Stereotaxic injections and histology
Request a detailed protocolMice were anaesthetized using isoflurane and prepared for aseptic surgery in a stereotaxic frame (David Kopf Instruments). A retrogradely transported Adeno Associated Virus (rAAV-retro-CAG-H2B-GFP, Tervo et al., 2016) was injected stereotaxically into multiple sites of piriform cortex (PCx) and anterior olfactory nucleus (AON). The following coordinates, based on the Paxinos and Franklin Mouse Brain Atlas, were used: Coordinates (AP/ML/DV) in mm for PCx injections: (1) −0.63/−4.05/−4.10, (2) −0.8/−4.00/−4.10. For AON injections: (1) 2.8/1.25/2.26 and 2.6, (2) 2.68/1.25/2.3 and 2.75, and (3) 2.34/0.7/3.5. Using a micromanipulator, a pulled glass micropipette was slowly lowered into the brain and left in place for 30 s before the virus was dispensed from the micropipette using a Nanoject injector (Drummond Scientific) at a rate of 46 nl/min (0.3 μl for PCx and 0.2 μl for AON per injection site). The micropipette was left in place for an additional 5 min before being slowly withdrawn to minimize diffusion along the injection tract. Craniotomies were covered with silicone sealant (WPI), and the skin was sutured. Mice were provided with 5 mg/kg Carprofen in their drinking water for 2 days following surgery.
Histology was used to validate viral targeting of olfactory bulb projection neurons. Mice were deeply anaesthetized with 2.5% of 250 mg/kg Avertin and transcardially perfused with 10 ml of ice-cold phosphate-buffered saline (PBS) followed by 10 ml of 4% paraformaldehyde (PFA). Brains were dissected and post-fixed for 5 hr in 4% PFA at 4°C. Coronal sections (100 µm thick) were prepared using a vibrating-blade Leica VT100S Vibratome. Sections were rinsed in PBS and incubated in PBS/0.1% Triton X-100 and Neurotrace counterstain (1:1000, ThermoFisher) at 4°C overnight, then mounted on SuperFrost Premium microscope slides (Fisher, cat# 12-544-7) in Fluorescent Vectashield Mounting Medium (Vector). Images were acquired at 20× using a Nikon A1R-HD confocal microscope. While this injection strategy cannot fully exclude labeling of axons of passage (e.g. axons passing through AON), these are unlikely to constitute a significant sub-population of labeled neurons as, e.g., we identified exclusively PCx projecting cell types as well.

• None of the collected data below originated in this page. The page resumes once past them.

PR #66, opened 2017-12-07
devEpics: add ASLO/AOFF/SMOO conversion to ai/ao float64

ralphlange:
This is adding ASLO/AOFF conversion (and SMOO handling for ai) to the float64 support for ai/ao records.

Record support code always converts between RVAL (integer) and VAL (double), so it can't be used in cases like this, where the support directly reads/writes the VAL field. This PR adds support for the minimal set of ASLO/AOFF/SMOO conversions. It does not go all the way adding ESLO/EOFF linear and breakpoint table conversions, avoiding excessive code bloat.

### DIFF
--- a/asyn/devEpics/devAsynFloat64.c
+++ b/asyn/devEpics/devAsynFloat64.c
@@ -581,7 +581,7 @@ static long initAo(aoRecord *pao)
         /* ASLO/AOFF conversion */
         if (pao->aslo != 0.0) val64 *= pao->aslo;
         val64 += pao->aoff;
-        pao->val = value;
+        pao->val = val64;
         pao->udf = 0;
     }
     pasynFloat64SyncIO->disconnect(pPvt->pasynUserSync);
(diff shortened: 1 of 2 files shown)


ralphlange:
I wanted to add a test to testEpics, but I had to realize I don't understand your test setup and procedure good enough to do that.

MarkRivers:
I think you may be missing a conversion at the top of processAo().  Doesn't it need to do the conversion on the readback value which happens for records with the asyn:READBACK field set?

ralphlange:
Ehm... yes.

ralphlange:
Fixed/added. Thanks for the review!

MarkRivers:
This did not compile on WIN32 or vxWorks because finite() requires epicsMath,h on those architectures.  I added it and now it works.  APS Jenkins comes in very handy!

ralphlange:
Duh. Thank you!

PR #233, opened 2018-10-27
Add support for enabling SPNEGO when building curl

codido:
On Linux, link against the MIT gssapi library. On Windows, use SSPI.


alexcrichton:
Thanks!

PR #244, opened 2019-01-31
Add support for configuring DNS servers

thijsc:
Disabled feature by default because this only works when curl is linked with `c-ares`.


sagebind:
Indeed, it looks like curl just returns `CURLE_NOT_BUILT_IN` if the configured DNS backend doesn't support it:

https://github.com/curl/curl/blob/master/lib/hostsyn.c#L59-L69

thijsc:
Correct, it gives an error:

```
A requested feature, protocol or option was not found built-in in this libcurl due to a build-time decision.
```

I've removed the feature and tweaked the doc comment a bit to make the requirement to use this more clear.

alexcrichton:
👍

thijsc:
Would you mind bumping the crate version so we can use this?

alexcrichton:
Sure thing, should be published now

PR #253, opened 2019-02-15
Support more ssl versions

### LINKED ISSUE #252: support more ssl versions
I see that tlsv1.1 and tlsv1.2 are commented out in the code, see the following line:

https://github.com/alexcrichton/curl-rust/blob/cf4982390b9a10dffd94f82f7b40ab073ad2c2f9/src/easy/handler.rs#L484

any specific reason? I'd like to extend this SslVersion to support more versions. If you're OK, I can help send a simple PR.

guanqun:
fix #252


guanqun:
hmm, when I test it locally on local master branch, the 'resolve' test case also fails...

alexcrichton:
No need to worry about that, thanks!

PR #260, opened 2019-03-29
Do not mention *_sys crates if they are not needed.

hvenev:
They are only used so that the corresponding native libraries are linked
in to the static cURL library. This is not needed when building against
the system library:
  - If it's a shared library, it is linked against them already and they
 are not a part of the public interface.
  - Both pkgconfig and vcpkg deal with these dependencies and provide
  the right link args to cargo.


alexcrichton:
Thanks!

Single-nuclei isolation, FANS, and RNA extraction
Request a detailed protocolTo isolate GFP-labeled nuclei, 10 individual biological replicates were used. For bulk RNA deep sequencing: three replicates of AON-injected mice and three replicates of PCx-injected mice (all females, AON1 = 7 w, AON2 = 6w, AON3 = 8w, PCx1 = 7w, PCx2 = 6w, PCx3 = 7w); for single-nucleus RNA sequencing (sn-R1/R2/R3 dataset): three replicates of AON- and PCx-injected mice (all males, 7 w); for validating the simulation results using single-nucleus RNA sequencing (sn-PCx dataset): 1 PCx-injected mouse (female, 11 w). Mice were deeply anaesthetized with an overdose of ketamine/xylazine and transcardially perfused with ice-cold PBS. Both hemispheres of the olfactory bulb were dissected, and the hemisphere ipsilateral to the injection site was carefully separated from the contralateral hemisphere. Both hemispheres were minced separately and placed into two different tubes. To dissociate single nuclei, Nuclei PURE Prep was used according to the manufacturer instructions (Sigma, cat# NUC201-1KT) with some modifications. The minced tissue was gently homogenized in 2.75 ml Nuclei PURE Lysis Buffer and 27.5 μl 10% Triton X-100 using an ice-cold dounce and pestle, and filtered two times through a 40 μm cell strainer on ice. After centrifuging at 500 rpm for 5 min at 4°C, the supernatant was aspirated and gently resuspended in 500 μl of cold buffer (1× of cold Hanks’ Balanced Salt Solution HBSS, 1% nuclease-free BSA, 22.5 μl of RNasin Plus [Promega N2611] and 1/2000 DRAQ5). The remaining PBS-perfused brain of the PCx-injected mouse (for sn-PCx dataset) was post-fixed 5 hr in 4% PFA at 4°C and used for histology validation of the injection points.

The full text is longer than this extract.